BEGIN Excerpted records

PR #629, opened 2025-07-23
Inline consolidate fast-path

antiguru:
Gives the compiler the opportunity to inline consolidate calls for small
amounts of data by separating the complex consolidate logic for more than
one update to a different function. We don't mark the function as cold or
inline never because we want to leave the decision to the compiler.

In local testing, this shaved a few percentages of the spines example. With
the patch:
```
Running ["new"] arrangement
5.682871841s    loading complete
14.032609636s   queries complete
14.037398497s   shut down
```

With current master:
```
Running ["new"] arrangement
6.010566878s    loading complete
14.673966926s   queries complete
14.678923984s   shut down
```

### DIFF
--- a/differential-dataflow/src/consolidation.rs
+++ b/differential-dataflow/src/consolidation.rs
@@ -115,7 +115,7 @@ pub fn consolidate_updates_slice<D: Ord, T: Ord, R: Semigroup>(slice: &mut [(D, 
 }
 
 /// Part of `consolidate_updates_slice` that handles slices of length greater than 1.
-pub fn consolidate_updates_slice_slow<D: Ord, T: Ord, R: Semigroup>(slice: &mut [(D, T, R)]) -> usize {
+fn consolidate_updates_slice_slow<D: Ord, T: Ord, R: Semigroup>(slice: &mut [(D, T, R)]) -> usize {
     // We could do an insertion-sort like initial scan which builds up sorted, consolidated runs.
     // In a world where there are not many results, we may never even need to call in to merge sort.
     slice.sort_unstable_by(|x,y| (&x.0, &x.1).cmp(&(&y.0, &y.1)));


differential-dataflow/src/consolidation.rs
```diff
@@ -31,55 +32,61 @@ pub fn consolidate<T: Ord, R: Semigroup>(vec: &mut Vec<(T, R)>) {
...
 
 /// Sorts and consolidates a slice, returning the valid prefix length.
+#[inline]
 pub fn consolidate_slice<T: Ord, R: Semigroup>(slice: &mut [(T, R)]) -> usize {
-
     if slice.len() > 1 {
+        consolidate_slice_slow(slice)
+    }
+    else {
+        slice.iter().filter(|x| !x.1.is_zero()).count()
```
frankmcsherry, line 48: Probably not the most important thing, but I wonder if there is a way to write this that is more helpful to Rust. Like, rather than iter and hope Rust realizes the slices are either len 0 or len 1, we could `get(0)` and `unwrap_or(0)`?

frankmcsherry: Ah, I see these were inherited from the previous implementation! We can explore in follow-up work, or .. ignore if no improvements!

differential-dataflow/src/consolidation.rs
```diff
@@ -31,55 +32,61 @@ pub fn consolidate<T: Ord, R: Semigroup>(vec: &mut Vec<(T, R)>) {
...
+    }
+}
 
-        // We could do an insertion-sort like initial scan which builds up sorted, consolidated runs.
-        // In a world where there are not many results, we may never even need to call in to merge sort.
-        slice.sort_by(|x,y| x.0.cmp(&y.0));
+/// Part of `consolidate_slice` that handles slices of length greater than 1.
+fn consolidate_slice_slow<T: Ord, R: Semigroup>(slice: &mut [(T, R)]) -> usize {
```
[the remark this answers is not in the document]
frankmcsherry: Naming nit but, it's not that it's `slow` it's just general. There isn't a fast version, there's just a less general version.

frankmcsherry (approved):
Seems good! I had some nits that we can follow up with async.

PR #643, opened 2025-08-29
Adjust Differential to recent Timely changes

### LINKED ISSUE #642: Workflow "Test build against Timely master" failed
The workflow "**Test build against Timely master**" failed. See logs:
https://github.com/TimelyDataflow/differential-dataflow/actions/runs/17721617402

Commit: https://github.com/TimelyDataflow/differential-dataflow/commit/

// cc: @frankmcsherry, @antiguru — please triage and resolve this issue

antiguru:
Timely 0.24 compatibility.

Fixes #642

### DIFF
--- a/Cargo.toml
+++ b/Cargo.toml
@@ -17,9 +17,9 @@ resolver = "2"
 
 [workspace.dependencies]
 differential-dataflow = { path = "differential-dataflow", default-features = false, version = "0.16.2" }
-#timely = { version = "0.23", default-features = false }
+timely = { version = "0.24", default-features = false }
 columnar = { version = "0.10", default-features = false }
-timely = { git = "https://github.com/TimelyDataflow/timely-dataflow", default-features = false }
+#timely = { path = "../timely-dataflow/timely/", default-features = false }
 
 [profile.release]
 opt-level = 3


differential-dataflow/src/operators/reduce.rs
```diff
@@ -533,7 +533,8 @@ where
                                 for (val, time, diff) in buffers[index].1.drain(..) {
                                     buffer.push_into(((T1::owned_key(key), val), time, diff));
                                     builders[index].push(&mut buffer);
-                                    buffer.clear();
+                                    // TODO: Clear!
+                                    // buffer.clear();
```
antiguru, line 537: This is a moment where we need to think a bit:
* We could add a constraint to `Input` that we can call `clear` in it. Easy, but also not forward-thinking.
* What we're doing here is building chunks from elements. We hope that the order of items in the chunk is the same as in `buffers`, otherwise we'd construct an invalid batch. Elsewhere, we'd use a container builder that feeds into a batcher, and the batcher's output is guaranteed to be suitable for the builder.
* We're also restricting the container to absorbing _owned_ data, but we might want references here.

antiguru: Changed to use `MergerChunk::clear` here. Not ideal, but works.

differential-dataflow/src/collection.rs
```diff
@@ -155,6 +156,7 @@ impl<G: Scope, D, R, C: Container + Clone + 'static> Collection<G, D, R, C> {
     pub fn inspect_container<F>(&self, func: F) -> Self
     where
         F: FnMut(Result<(&G::Timestamp, &C), &[G::Timestamp]>)+'static,
+        C: IterContainer,
```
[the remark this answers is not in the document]
antiguru: Definitely not intended! Removed.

END Excerpted records

* Your goal
In the records above, how many lines hold the string "TimelyDataflow"? Respond with that number only.

* Result
3